The window in the bedroom overlooked the town of Varenna and when the mist lifted off the lake she could see Menaggio and from there she would take the train to Dongo. This is where the war had ended and she wanted to see the fascists hanging, they who had taken away her youth, her family and sent so many others to Germany.
Getting up from the rumpled bed that still smelt of men, Paola stared at herself in the mirror. She could not drag herself away from what she saw. Her lips, once lipstick red, were now kissed pale, her eyes a vacant brown and her hair needed a coarse brushing. Signorina Flavia ‘la signora bordello’ would never again knock and fuss around her, picking up the torn stockings and lace underwear, chattering, tutting and asking about the last client.
She had been the first to leave that morning, shamefully slinking away as the church bells had started, echoing across the lake from village to village, announcing that it was safe, it was over at last. Paola started to pack a small valise with what she had salvaged from her short seventeen years.
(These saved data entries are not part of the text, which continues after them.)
PR #2498, opened 2018-05-10
[DCOS-29232] sdk_security: more the package functions more configurable

hectorj2f:
It'd be good to make more configurable the sdk_security package. In our case, we need to add additional permissions to the default ones, but we'd like to define the service account or even the linux user.

related to: https://jira.mesosphere.com/browse/DCOS-29232

### DIFF
--- a/frameworks/template/tests/conftest.py
+++ b/frameworks/template/tests/conftest.py
@@ -1,8 +1,12 @@
 import pytest
 import sdk_security
 from tests import config
+from typing import List
 
 
 @pytest.fixture(scope='session')
 def configure_security(configure_universe):
-    yield from sdk_security.security_session(config.SERVICE_NAME)
+    service_account_name = 'service-acct'
+    # Add the permissions you want to grant/revoke during the installation
+    permissions = []
+    yield from sdk_security.security_session(config.SERVICE_NAME, permissions, config.DEFAULT_LINUX_USER, service_account_name)
--- a/testing/sdk_security.py
+++ b/testing/sdk_security.py
@@ -70,7 +70,7 @@ def _revoke(user: str, acl: str, description: str, action: str="create") -> None
     log.info("Want to delete {user}+{acl}".format(user=user, acl=acl))
 
 
-def get_permissions(service_account_name: str, role: str, linux_user: str) -> List[dict]:
+def get_default_permissions(service_account_name: str, role: str, linux_user: str) -> List[dict]:
     return [
         # registration permissions
         {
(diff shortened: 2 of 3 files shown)


frameworks/template/tests/conftest.py
```diff
@@ -1,8 +1,15 @@
...
 
+# Add the permissions you want to grant/revoke during the installation
+def additional_permissions(linux_user, service_account_name) -> List[dict]:
+    return []
 
 @pytest.fixture(scope='session')
 def configure_security(configure_universe):
-    yield from sdk_security.security_session(config.SERVICE_NAME)
+    linux_user = 'root'
+    service_account_name = 'service-acct'
```
mpereira: Maybe it would be more consistent if these values were moved to config.py as constants, e.g. `config.DEFAULT_LINUX_USER` or something like that? Also, does it make sense for `additional_permissions` to be a parameter of `configure_security` instead of a function that is called by it?

hectorj2f:
@mpereira Do you know how I could create this entries using an API (such as `{dcosurl}/acs/api/v1/acls/{acl}/users/{user}/{action}`) endpoint for these permissions ?
```
    dcos:secrets:default:/blabla/* full
    dcos:secrets:list:default:/blabla read
```
I got errors because of the existence of `/` and `*` characters, which makes sense. It forms a weird url.

frameworks/template/tests/conftest.py
elezar: Note that the `linux_user` used to be `nobody` and not `root`. Does this not change behaviour then?

testing/sdk_security.py
```diff
@@ -129,17 +129,19 @@ def get_permissions(service_account_name: str, role: str, linux_user: str) -> Li
         }]
 
 
-def grant_permissions(linux_user: str, role_name: str, service_account_name: str) -> None:
+def grant_permissions(linux_user: str, role_name: str, service_account_name: str, additional_permissions: List[dict]) -> None:
     log.info("Granting permissions to {account}".format(account=service_account_name))
-    permissions = get_permissions(service_account_name, role_name, linux_user)
+    default_permissions = get_permissions(service_account_name, role_name, linux_user)
```
elezar: What if one needs to remove some of the default permissions? Would we not *only* have permissions as an input parameter with `default_permissions` used if these are `None`?

testing/sdk_security.py
```diff
@@ -129,17 +129,19 @@ def get_permissions(service_account_name: str, role: str, linux_user: str) -> Li
...
+    permissions = default_permissions + additional_permissions
     for permission in permissions:
         _grant(**permission)
     log.info("Permission setup completed for {account}".format(account=service_account_name))
 
 
-def revoke_permissions(linux_user: str, role_name: str, service_account_name: str) -> None:
+def revoke_permissions(linux_user: str, role_name: str, service_account_name: str, additional_permissions: List[dict]) -> None:
```
elezar: Should we not keep track of the permissions that were granted and instead pass them in to `revoke_permissions` instead of constructing the list of permissions again?

testing/sdk_security.py
```diff
@@ -215,64 +219,79 @@ def setup_security(framework_name: str,
 
     log.info("Setting up strict-mode security")
```
elezar: Out of scope for this PR, but we could split this into a separate function as we are now only setting the permissions.

testing/sdk_security.py
```diff
@@ -215,64 +219,79 @@ def setup_security(framework_name: str,
...
     @pytest.fixture(scope='session')
     def configure_security(configure_universe):
-        yield from sdk_security.security_session(framework_name)
+        yield from sdk_security.security_session(framework_name, additional_permissions, 'nobody', 'service-acct')
     """
     try:
         is_strict = sdk_utils.is_strict_mode()
         if is_strict:
-            setup_security(framework_name)
+            setup_security(framework_name, additional_permissions, linux_user, service_account, service_account_secret)
```
elezar: As mentioned above, we could return the list of permissions actually granted here and then explicitly remove them in the cleanup step below.

frameworks/template/tests/conftest.py
hectorj2f: I'll change the linux user to `nobody`

testing/sdk_security.py
hectorj2f: I will change the code to pass the permissions or use the defaulted ones, in case the passed list is empty

testing/sdk_security.py
hectorj2f: I agree, let's pass them as a parameter

benclarkwood:
@elezar when you have time

hectorj2f:
@benclarkwood Do you want me to do something here ? What is the status of this PR ?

A gilt photograph frame with three stern black-dressed aunts looking out towards the camera with bland and dull expressions was to be wrapped in a silk handkerchief that belonged to her father along with a few leather bound books of devotions that had not helped her plight these last years.
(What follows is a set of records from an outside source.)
PR #572, opened 2021-09-20
Feature: SQlite Storage 

TheSamabo:
Hi, 

First of all this is my first time contributing to any open source project. Its was a lot of fun making something that we would use in production. So i wanted to give back.

What my contribution features:
- New sqlite3 storage type for outgoing messages.
- New gateway RPC call to retrieve data for a specific connected device.
- Thread safe inserts and reads from sqlite storage.
- New separate log file for database
- Tidiness in all storage type's files/folders

## Overview

File based storage is very convenient, but it has some major flaws that i could not tolerate. Like unreliable data restore after internet blackout. Here i will explain how this storage works and give you some high level overview.

There are 3 major components:
1. Database Connector
2. Database
3. Storage Handler       

***Database connector*** provides low level interactions with database (commits, connection, rollbacks, db closing)
In the main tb_gateway.yaml config, you need to specify **data_file_path** so that the connector can create the database file

***Database*** Executes all the necessary sql queries to store data reliably. 
Data diagram is quite simple:

connected_devices(
		deviceName TEXT,  <- Stores device Name
		deviceType TEXT,	<- stores device type  *not requeired
		connector TEXT,		 <- connector name 
		dataSavedIndex INTEGER, <- These fields are to store index of the message		             dataUploadedIndex INTEGER  that was stored and index of message sent to TB
		)  

**Device Table:**
_AAAAAAAAAA <- device name first 10 chars hashed SHA1 and capitalized
(
dataIndex PRIMARY KEY INTEGER,  
timestamp INTEGER   <-  timestamp from the message
message TEXT        	<- JSON encoded message
)

When a connector or gateway service calls ***add_device()*** a new entry is added to table "connected_devices" also
a new table is created from the device's name. Device's name gets run through SHA1 hashing algorithm then capitalized and finally prefixed with symbol:  ***_***  . 

This component's main method **process()** takes item in a **processQueue** and unwraps it from **DatabaseRequest** class. Where it finds what operation and sql statement should be executed depending on the **DatabaseActionType** 

***Storage Handler***  Is high level component to this storage type. It  encapsulates needed method like **.put()** 

## RPC Call
I have implemented a new gateway specific RPC call to retrieve data from sqlite storage.
There are some parameters that are necessary for this to work. 

1. Device Name
2. Timestamp from which to start reading

So the params will look like this: "{"deviceName": "\<deviceName\>", "ts": \<unixTimestamp\>}"

Method to call: **gateway_data**

Right now you can only specify a timestamp from which we start reading until present moment is reached.

## Data retention
I know data cannot be stored on device forever, so i implemented a data retention mechanism. That deletes data from all device tables that is older than a specified number of days in tb_gateway.yaml config

for example:
if i set **max_days_to_store_data** to *7*, then any messages older then 7 days will be deleted

This clean up mechanism is right now hard coded to execute every 10 messages processed. This could be later changed to a value configurable in tb_gateway.yaml

***

Please let me know what do think of these changes. I know there are things that need to be improved, but i wanted to show my work so that we can have a discussion about some of the changes and improvments.

Thank you,
Sam


TheSamabo:
Uhh, i bit of a problem.
I can't sign the CLA with my gitlab account.
I am solo author of this PR. 
Both the TheSamabo and SamuelRuzek are my accounts.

For a few minutes Paola was to be alone in the house and she liked the silence but the guilt that used to be written all over her face had gone. She did not feel anything anymore. It was the only way she could have kept her Jewish family safe with the money she paid out to the ‘capo della polizia’ who was the last client she told herself she would ever entertain. Of course he called her his ‘caged prize’ as he sweated on her, heaving his belly against hers and then falling asleep completely satisfied with his efforts. She hated the sight of his creased uniform draped over the chair and she always made sure to spit into the thick local wine that he demanded to be placed by the bed. The worthless cardboard lire notes felt scratchy and she looked away as he would place them between her breasts. His breath smelt of Alpha cigarettes, the cheapest type, made with dark tobacco and bolstered with wood dust. His rough fingers would no longer explore her, touching her and exposing secrets that only women knew.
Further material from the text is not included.